閑話 そのあと、のお話。1
「カヒュッ、 スーーーー………」
禍々しくも、赤黒い容貌をした獣身の近く、死体と間違えてしまう程ボロボロとなった満身創痍の身体で、僅かながらに、息をしていた。
四肢壊滅。胴には、骨が見える程の爪痕と、不自然な凹凸が抉れるように出来ていて、傷口は酷く炎症し化膿している。
爪痕や傷口の所々から、紫色、緑色に変色した体液が垣間見え、毒々しい。
抉れるような凹凸からは血肉が見え、全身はその者のモノでは無い、血液と肉片がまとわりついていた。
そんな、最早遺体のようにさえ見える満身創痍な状態なのにも関わらず……黒く、あまりにも澄み切った黒光を宿す彼の眼は、死などどうでも良いと言わんばかりに、夜空に浮かぶ星々を、写していた。

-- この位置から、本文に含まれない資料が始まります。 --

PR #1337, opened 2026-08-06
feat(committees): prefill org from profile on join and apply flows

andrest50:
## Summary

- Extracts a public `resolveCurrentEmployer()` method on `InvitationAcceptFlowService` that fetches the user's work experiences, picks the current employer, and resolves its domain — mirroring `preResolveOrganization` for invite payloads
- Calls it from `committee-view` before opening the Confirm Organization dialog on both the open-join and apply-to-join paths so the dialog is pre-filled from the user's profile
- Tightens `isNewOrg` and `orgInvalid` in `AcceptInviteOrganizationDialogComponent`: `organization_url` is now always required because `organization_id` (CDP UUID) is stripped before the payload reaches committee-service, which requires name + domain

## Background

When joining an open committee or applying to a committee that requires an organization (voting enabled or business email required), the Confirm Organization dialog was blank. The invite flow already pre-filled from the invite record, but open-join and apply paths had no equivalent source. This caused a confusing UX and, for apply flows, meant the submitted org was missing — leading to `organization id or organization name and domain are required` errors when an admin approved the application.

The back-end counterpart (storing org on the application record and using it at approve time) is in [lfx-v2-committee-service#174](https://github.com/linuxfoundation/lfx-v2-committee-service/pull/174).

## Test plan

- [ ] Open committee: click Join — Confirm Organization dialog pre-fills with profile employer
- [ ] Apply-to-join committee with `enable_voting: true` — dialog pre-fills with profile employer
- [ ] Submit application — org is included in the payload
- [ ] User with no work experience — dialog opens empty (no pre-fill, no error)
- [ ] Invite flow — still works as before (no regression)

Resolves: [LFXV2-2690](https://linuxfoundation.atlassian.net/browse/LFXV2-2690)

[LFXV2-2690]: https://linuxfoundation.atlassian.net/browse/LFXV2-2690?atlOrigin=eyJpIjoiNWRkNTljNzYxNjVmNDY3MDlhMDU5Y2ZhYzA5YTRkZjUiLCJwIjoiZ2l0aHViLWNvbS1KU1cifQ

### DIFF
--- a/apps/lfx-one/src/app/modules/committees/committee-view/committee-view.component.ts
+++ b/apps/lfx-one/src/app/modules/committees/committee-view/committee-view.component.ts
@@ -200,7 +200,7 @@ export class CommitteeViewComponent {
   public joiningOrLeaving = signal(false);
   // Blocks the join/apply CTA during the async org-prefetch window so a second tap
   // doesn't fire a parallel resolveCurrentEmployer() + dialog pair.
-  private readonly resolvingOrg = signal(false);
+  protected readonly resolvingOrg = signal(false);
   // Engagement rollup (LFXV2-1705): shared window state so the Members table and the Overview
   // summary stay in sync across tab switches (tab panels unmount in the @switch below).
   // linkedSignal, not signal: resets to the default window whenever committeeId() changes, the same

想像も絶するであろう痛みを、しっかりと感じているハズなのに、それでも彼は、見るものを絶句させるような、悍ましい程に、秀美な笑みを、その顔に浮かべていた。
常軌を逸した表情を浮かべる彼を、理解できる者は居るのだろうか。
◇◆◇《アテルビア視点──満身創痍──》
──余韻、と言うやつだ。
前世とは、明確な違いが見える程に、知性と感情を持ち合わせる、森の魔物達。
当然、身体能力も前世の動物とは比べ物にならない。
そんな魔物達相手に私は、魔物達が持つ力の全て……否。
限界をも超えた力を私にぶつけさせて、その上で、殺し切った。
死線を越える。その行為によって得られる、スリルと満足感は、平和な世の中が広がる前世では、感じることの出来ないモノ。

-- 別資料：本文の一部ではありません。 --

PR #1339, opened 2026-08-06
fix(cla): pad single-valued identity query params to survive gateway multi-value strip

### LINKED ISSUE #1314: My CLAs: agreement count dropped — GitHub-matched EasyCLA user rows no longer returned
Part of EPIC #1157.

## Summary

The number of agreements shown in the "My CLAs" tab dropped recently. Reported by Heather Willson (prod, <24h ago); a similar reduction was observed in dev over the last couple of days.

- Heather saw 5 signed+approved CLAs; after a page refresh only 1 ECLA (ONAP) remains. It worked earlier the same morning. Confirmed via impersonation by Juansebastian Arias.
- The remaining row belongs to her LFID-based EasyCLA user (`9508f419-bea3-11ed-9539-e6c58d59437e`, `HWillson` / `hwillson@linuxfoundation.org`). The 4 missing rows are on her GitHub-linked EasyCLA user (`65b110b3-38c3-44b7-b0ab-6da999d86522`, GitHub `WillsonHG`) — that user is no longer matched, even though her LFX account has the verified GitHub identity `WillsonHG` (id `46732999`).
- Response showed `"matchedUserIds": 1, "unmatched": false, "githubLinked": true`.

## What we know

- The EasyCLA code deltas deployed in the same window (linuxfoundation/easycla#5133 dev Aug 2, linuxfoundation/easycla#5143 prod Aug 4 / v2.8.1) only add `projectName`/`projectLogo` — they cannot drop rows.
- Upstream `GET /v4/my-clas` verifies each identity key against the platform user-service and **silently drops unverified keys** into `skippedIdentities` (lookup failures fail soft → fewer rows, HTTP 200). A platform user-service/token failure would exactly produce "GitHub-user rows missing, LFID rows present".
- SS hides `valid: false` rows (FR-002), and ECLA validity is recomputed live against current approval lists with a fail-closed GitHub org check — a separate possible reducer for ECLAs.
- Case-sensitivity of the GitHub username (`WillsonHG` sent lowercased?) was raised in the thread; upstream canonicalization is case-insensitive by code, but worth verifying.

## Slack
https://linuxfoundation.slack.com/archives/C0BGU6YQC2F/p1785865948078329

## Next steps / diagnostics

1. Capture the raw upstream response for the affected user: `skippedIdentities`, `userIds`, `resultCount` (vs count of `valid: true`).
2. Check EasyCLA v4 API lambda logs for `unable to lookup the LF user in the platform user-service` / `unable to list the LF user's connected identities` warnings.
3. Check whether the count is stable across refreshes (flapping ⇒ live validity/org-check path).

ahmedomosanya:
Fixes #1314. Upstream root cause: linuxfoundation/lfx-gateway#114.

> **Interim / stopgap fix.** This is the BFF half of a two-part fix. It must be removed once the durable gateway fix (lfx-gateway#114, in the `linuxfoundation/traefik` fork) deploys.

## Summary
- BFF `identityQuery` in `cla.service.ts` now pads single-valued `githubId` / `githubUsername` (and `email`) to length >= 2 (duplicating the lone value) whenever any identity key is multi-valued, so they survive the gateway.
- Adds 3 tests + 1 assertion in `cla.service.spec.ts` (38 passing).

## Why
A multi-email contributor's GitHub-only CLAs vanished from My CLAs (#1314) because the LFX API gateway's `awslambda` middleware (lfx-gateway#114) drops single-valued query params whenever any param repeats. This is the interim BFF recovery until the durable gateway fix ships.

## Non-obvious details
- Padded values are byte-identical, and the backend de-dupes, so there is no double-count.
- `lfUsername` is intentionally **not** padded — the backend derives the principal from `X-USERNAME`.
- The FR-011 guard test asserts the invariant (github keys reach the backend), not the padding mechanism, so it outlives workaround removal.

## Follow-ups
- Durable gateway fix in the `linuxfoundation/traefik` fork (separate repo).
- Remove this padding once lfx-gateway#114 deploys.

## Test plan
- [x] `cd apps/lfx-one && npx vitest run src/server/services/cla.service.spec.ts` -> 38 passing.

### DIFF
--- a/apps/lfx-one/src/server/services/cla.service.spec.ts
+++ b/apps/lfx-one/src/server/services/cla.service.spec.ts
@@ -303,6 +303,104 @@ describe('ClaService.getMyClas', () => {
     expect(calledUrl).toContain('githubUsername=octocat');
   });
 
+  it('duplicates single-valued github keys when email is multi-valued, to survive the gateway multi-value strip (lfx-gateway#114)', async () => {
+    getEffectiveUsername.mockReturnValue('alice');
+    getEffectiveEmail.mockReturnValue('alice@x.org');
+    getEffectiveSub.mockReturnValue('auth0|abc');
+    getUserEmails.mockResolvedValueOnce({
+      primary_email: 'alice@x.org',
+      alternate_emails: [
+        { email: 'alice@work.com', verified: true },
+        { email: 'alice@personal.com', verified: true },
+      ],
+    });
+    getUserIdentities.mockResolvedValueOnce([{ provider: 'github', user_id: 'github|13434323', connection: 'github', profileData: { nickname: 'octocat' } }]);
+    gatewayFetch.mockResolvedValueOnce({ userIds: ['u-1'], clas: [] });
+
+    await new ClaService().getMyClas(req);
+
+    const calledUrl = gatewayFetch.mock.calls[0][1] as string;
+    const params = new URLSearchParams(calledUrl.slice(calledUrl.indexOf('?') + 1));
+    // 3 verified emails -> email is multi-valued, so the lone github keys are padded to 2 so the
+    // gateway keeps them (it forwards only multi-valued params once any param repeats); the backend de-dupes.
+    expect(params.getAll('email').length).toBeGreaterThan(1);
+    expect(params.getAll('githubId')).toEqual(['13434323', '13434323']);
+    expect(params.getAll('githubUsername')).toEqual(['octocat', 'octocat']);
+    // lfUsername stays single-valued (harmless: the backend derives the principal from the X-USERNAME header).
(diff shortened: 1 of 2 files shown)


MRashad26 (approved):
Code enforcer: clean (BFF-only change, no template touches).

Logic is sound: `anyMulti` triggers padding only when the gateway bug applies; `appendKeepAlive` pads single-value arrays to 2 identical values so the gateway forwards them, and the empty-array early-return keeps the no-multi-identity path untouched. `lfUsername` correctly stays on the `params.set` path — backend derives the principal from `X-USERNAME`, not the query string, so the single value is harmless.

Test coverage is thorough: padding test + FR-011 invariant guard (survives workaround removal) + single-email no-regression + impersonation target-token check. 38 passing.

無論、世間一般的に、何方が悪か正義かを考えるのならば、何の理由も無しに、只々興味の赴くままに魔物達の命を刈り取った、私が悪と呼ばれるべきであり、其の悪に致命傷を負わせた森の魔物たちは、紛れも無く正義と言っていいのだろう。
私は、自らの行いを正当化する気はさらさら無いんだ。
……何が悪で何が正義か。
それは、定かではないのだけれど。
ともかくそんな訳で、出来ればやっておきたかった、【魔物達をできるだけ傷付けずに倒す】、【魔物が持つ力の全てを観る】、と言った2つのミッション(?)もある程度クリア出来て、身体の状態に反して、気分はとても良い。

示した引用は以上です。